Lavelle had held several positions of responsibility in the California Republican Party, including membership on the executive board of directors of California Federated Republican Women and the Sacramento and Alameda County central committees.

=== Superfund conviction ===
Lavelle was indicted on federal perjury charges after an investigation was launched based on evidence submitted by another EPA employee, whistleblower Hugh Kaufman. The evidence showed that Lavelle was involved with misuse of the EPA's "Superfund" money during her tenure with the agency, and irregularities at the Stringfellow Acid Pits, a major hazardous waste site. In 1983, Lavelle was charged with contempt of Congress for refusing to answer questions about why she was removed as head of the toxic waste disposal program, but was acquitted at trial. In 1984, Lavelle was convicted of lying to Congress and served three months of a six-month prison sentence, paid a $10,000 fine and was under probation for five years.

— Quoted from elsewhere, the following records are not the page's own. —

PR #609, opened 2026-04-15
MaxPoolResize

Farbum:
Adding support for a adaptive max/mean pool transform.
Useful for binary prediction tasks where the label raster is at higher resolution than the desired prediction resolution.
eg: label is at 10m resolution but we want a 40m binary prediction resolution, maxpooling over the spatial dims allow to downscale the label on the fly.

==Environmental conviction==
Lavelle and a partner owned NuTECH Enterprises, Inc., an environmental consulting firm in Oceanside, California. Lavelle and Robert V. Cole, a part owner of Denova Environmental, Inc., a hazardous waste storage facility in Rialto, California, forged documents that purportedly bore the signature of Joseph Bertelli, the owner of Lemco Corporation in South Los Angeles, to make it appear that Bertelli owed Cole's company more than $52,000 for the removal and storage of hazardous waste. Those documents were used to obtain $36,441 from Capital Partners USA, Inc. Only when Capital Partners attempted to collect from Bertelli did it realize that Bertelli had neither signed the documents nor agreed to the bill, and Denova had never removed hazardous waste for Lemco.

On September 24, 2004, a jury in Los Angeles federal court found Lavelle guilty of one count of wire fraud and two counts of making false statements to the Federal Bureau of Investigation (FBI). Cole pleaded guilty to one count of wire fraud and was sentenced on December 16, 2004, to one year of probation and was ordered to pay a $3,000 fine. Lavelle was sentenced on January 10, 2005 to 15 months in federal prison. Rita Lavelle was released on July 6, 2007.